I've just watched a rather interesting episode (Ep3) of the "Broken" series that is currently on Netflix. It covers various areas of furniture industry sourcing and practices, but also covers the aspect of safety in the design of items. It has made me wonder just how prominent this aspect is in hobby woodworking when making things like dressers and wardrobes etc.


----------



## Geoff_S (3 Dec 2019)

Absolutely!!

I am currently making some racks to store my vinyl LP collection.

If that collapsed on someone, it could seriously damage my collection!


----------



## doctor Bob (3 Dec 2019)

Always a consideration, fixing methods, little fingers. Laws etc.


----------



## Farm Labourer (3 Dec 2019)

This topic really chimes with me. I tend to over-engineer everything. I've built two hardwood kitchens and because I could envisage a couple of hefty farmer mates hoisting themselves up onto the work surfaces after a few beers, made it all terribly oversized.

This had three side-effects - it cost more, took longer to make and were bloody heavy to shift.

Co-incidentally, I also build model aircraft wings. One day I saw a full-size wooden wing, stressed to +6g/-3g for an aircraft weighing 1750lbs. The spars were smaller in section than my cupboard uprights and were made from Sitka spruce - they were triangulated and proven not to fail below a bending force of 3500lbs. The wings were secured to the fueslage with 1/4" bolts.

I now make my furniture bits a little "flimsier"!


----------



## Phil Pascoe (3 Dec 2019)

Farm Labourer"
... This had three side-effects - it cost more said:


> It can have four - it can make something ugly.


----------



## AJB Temple (3 Dec 2019)

I over engineer. 
I tend to assemble in situ. 
The cost of extra strength is trivial. 
It looks better.


----------



## HappyHacker (3 Dec 2019)

Farm Labourer":2zk2aoig said:


> This topic really chimes with me. I tend to over-engineer everything. I've built two hardwood kitchens and because I could envisage a couple of hefty farmer mates hoisting themselves up onto the work surfaces after a few beers, made it all terribly oversized.
> 
> This had three side-effects - it cost more, took longer to make and were bloody heavy to shift.
> 
> ...



But for each little bit of extra weight the plane has less payload and costs more in fuel of each hour it flies for the entire life of the plane.

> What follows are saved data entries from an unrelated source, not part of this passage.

PR #10885, opened 2023-11-29
Fix remap_inc test for systems with dash

shinrich:
Removed the non-basic shell code test. Will not run with /bin/sh == dash on ubuntu 22.  Replaced the check with content checks on the output.

### DIFF
--- a/tests/gold_tests/traffic_ctl/remap_inc/remap_inc.test.py
+++ b/tests/gold_tests/traffic_ctl/remap_inc/remap_inc.test.py
@@ -74,8 +74,8 @@ tr.Processes.Default.ReturnCode = 0
 tr.StillRunningAfter = ts
 
 tr = Test.AddTestRun("Get response from generator")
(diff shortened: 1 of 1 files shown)


tests/gold_tests/traffic_ctl/remap_inc/remap_inc.test.py
```diff
@@ -74,8 +74,8 @@
 tr.StillRunningAfter = ts
 
 tr = Test.AddTestRun("Get response from generator")
-tr.Processes.Default.Command = (
-    f'test $$(curl --proxy 127.0.0.1:{ts.Variables.port} http://example.four/nocache/5 | wc -c) == 5'
```
ywkaras, line 78: This also works:
```
    f"bash -c 'test $$(curl --proxy 127.0.0.1:{ts.Variables.port} http://example.four/nocache/5 | wc -c) == 5'"
```

ywkaras (approved):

So it is cost effective to put in a considerable amount of research and design effort to ensure that each component is strong enough to get through testing and no stronger. 

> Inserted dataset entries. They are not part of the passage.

PR #10888, opened 2023-11-30
Add new config option to support CUBIC

### LINKED ISSUE #9743: Support CUBIC and compare with current impl
- Add a new setting for QUIC congestion control algorithm
- Set the setting value by calling `quiche_config_set_cc_algorithm`

Performance comparison is optional.

duke8253:
this resolves #9743

### DIFF
--- a/doc/admin-guide/files/records.yaml.en.rst
+++ b/doc/admin-guide/files/records.yaml.en.rst
@@ -4785,6 +4785,17 @@ removed in the future without prior notice.
 
    Disables HTTP/0.9 over QUIC by default.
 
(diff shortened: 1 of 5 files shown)


doc/admin-guide/files/records.yaml.en.rst
```diff
@@ -4785,6 +4785,17 @@ removed in the future without prior notice.
 
    Disables HTTP/0.9 over QUIC by default.
 
+.. ts:cv:: CONFIG proxy.config.quic.quiche_cc_algorithm INT 0
```
maskit, line 4788: I don't think we should have "quiche" in the setting name. We wouldn't want "quic.openssl_cc_althorithm" in addition to this.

I saw film of the full airframe of a commercial aircraft going through stress testing and it reached the test limit with the wings bent nearly straight up at the ends. They then kept on going and it only lasted slightly longer before disintegrating, at which point the staff watching all burst into cheering. They had made it strong enough and no stronger. 

The original design criteria may not apply when a few of your large mates sit on your furniture so I would keep on over engineering it.


----------



## Racers (4 Dec 2019)

Geoff_S":1pgrxys1 said:


> Absolutely!!
> 
> I am currently making some racks to store my vinyl LP collection.
> 
> If that collapsed on someone, it could seriously damage my collection!



Ikea Kallax

Job done.

Pete


----------



## Geoff_S (4 Dec 2019)

Racers":3uww6ue6 said:


> Geoff_S":3uww6ue6 said:
> 
> 
> > Absolutely!!
> ...



Nice.

I’ll sell my tools straightaway :lol:


----------



## Racers (4 Dec 2019)

Geoff_S":9mvwfqlt said:


> Racers":9mvwfqlt said:
> 
> 
> > Geoff_S":9mvwfqlt said:
> ...



It's the only piece of furniture in my living room I didn't make.

Pete


----------



## Geoff_S (4 Dec 2019)

Racers":2e7hyk1a said:


> It's the only piece of furniture in my living room I didn't make.
> 
> Pete



I did actually check this out along with others a while ago. But I have a lot of "scraps" left and so a challenge!


----------



## Racers (4 Dec 2019)

I wanted to make one my self from oak veneered MDF, bu it would have cost a fortune.
We went to Ikea after work, paid £15 to have it delivered the same night!

Saved me days of planing down lipping.

Pete


----------